15. The arrangement as defined in claim 1 wherein at least one nanotaper coupler tip is positioned as recessed from the endface of the optical structure.

16. The arrangement as defined in claim 1 wherein the photodetecting device is disposed along the at least one nanotaper coupler.

17. The arrangement as defined in claim 1 wherein the arrangement further comprises an optical waveguide formed in the optical structure as contiguous with the at least one nanotaper coupler and the photodetecting device is disposed along the optical waveguide.

18. The arrangement as defined in claim 1 wherein the photodetecting device is disposed at a remote location within the optical structure.

19. The arrangement as defined in claim 18 wherein the photodetecting device is disposed on an exposed surface of the optical structure.

20. The arrangement as defined in claim 1 wherein the arrangement further comprises an optical tap coupled to the at least one nanotaper coupler for directing a portion of the in-coupled signal to the photodetecting device to provide location information of the nanotaper coupler within the ridge structure.

21. The arrangement as defined in claim 1 wherein the arrangement further comprises

an optical waveguide formed in the optical structure as contiguous with the at least one nanotaper coupler; and

an optical tap coupled to the optical waveguide for directing a portion of the in-coupled signal to the photodetecting device to provide location information of the nanotaper coupler within the ridge structure.

22. The arrangement as defined in claim 21 wherein the arrangement comprises a first photodetecting device for measuring the optical signal propagating within the ridge structure and a second photodetecting device disposed to receive the signal from the optical tap.

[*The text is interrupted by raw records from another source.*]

PR #246, opened 2026-09-17
incorrect_length_validation: Recognize length: { is: N }

jom2018app:
`incorrect_length_validation` only treated `length: { maximum: N }` as a model-side length constraint. `length: { is: N }` was ignored, so a column with `limit: N` and `validates :attr, length: { is: N }` was reported as having no length validator (we have many of those so we ignore them all in `.active_record_doctor.rb` for now).

#### Details
Rails keeps `:is` as a separate option (exact length). `:in` / `:within` already work because they are rewritten to `:minimum` / `:maximum` on initialize.

This treats integer `:is` as a maximum of N so matching limits are no longer reported. A mismatched `:is` or an `:is` validator without a schema limit uses the existing messages, same as `:maximum`.


Voyagerroc-Lab (approved):
Reviewed with assistance from OpenAI Codex. Supporting `length: { is: N }` as a maximum length of `N` matches Rails validation semantics, and the added tests cover both the accepted exact bound and an overlong value.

23. A method of providing alignment between a free space optical signal and a nanotaper coupler tip disposed at, or recessed from, an endface of an optical structure, the method comprising the steps of:

a) forming a ridge along a portion of the optical substrate to surround the nanotaper coupler, the ridge formed to comprise vertical sidewalls on either side of the nanotaper coupler, separated by a predetermined distance, the vertical sidewalls defining interfaces between a cavity region in the optical structure and a light propagating region within the ridge surrounding the nanotaper coupler;

b) horizontally scanning the free space optical signal across the endface of the optical structure from a cavity region on one side of the ridge, across the ridge, and then across the cavity region on the other side of the ridge;

c) detecting a light signal within the optical structure during the scan;

d) determining the locations of the ridge vertical sidewalls by a predetermined difference in received light as the scan crosses an interface between a ridge vertical sidewall and a cavity region; and

e) based on the determined locations of the vertical sidewalls, aligning the free space optical signal to the nanotaper coupler tip.

24. The method as defined in claim 23, wherein in performing step a), the optical structure is etched to form the cavity regions on either side of the nanotaper and form a ridge structure having vertical sidewalls.

25. The method as defined in claim 23, wherein in performing step a), the method further comprises the step of filling the cavity regions with a light absorbing material.

26. The method as defined in claim 25 wherein the light absorbing material comprises a light absorbing polymer.

27. The method as defined in claim 20 wherein the optical structure comprises an SOI-based substrate including an overlying interlevel dielectric (ILD) layer and in performing step a) a surface of the ILD layer is patterned to define the ridge vertical sidewall boundaries, and the etching removes defined portions of the ILD layer and underlying buried oxide layer of the SOI-based substrate.

28. The method as defined in claim 27 wherein in performing step a), subsequent to the etching of the ILD and buried oxide layers, a second etch is performed to remove a predetermined thickness of the silicon substrate.

29. The method as defined in claim 27 wherein a deep reactive ion etch is used to remove the predetermined thickness of the silicon substrate.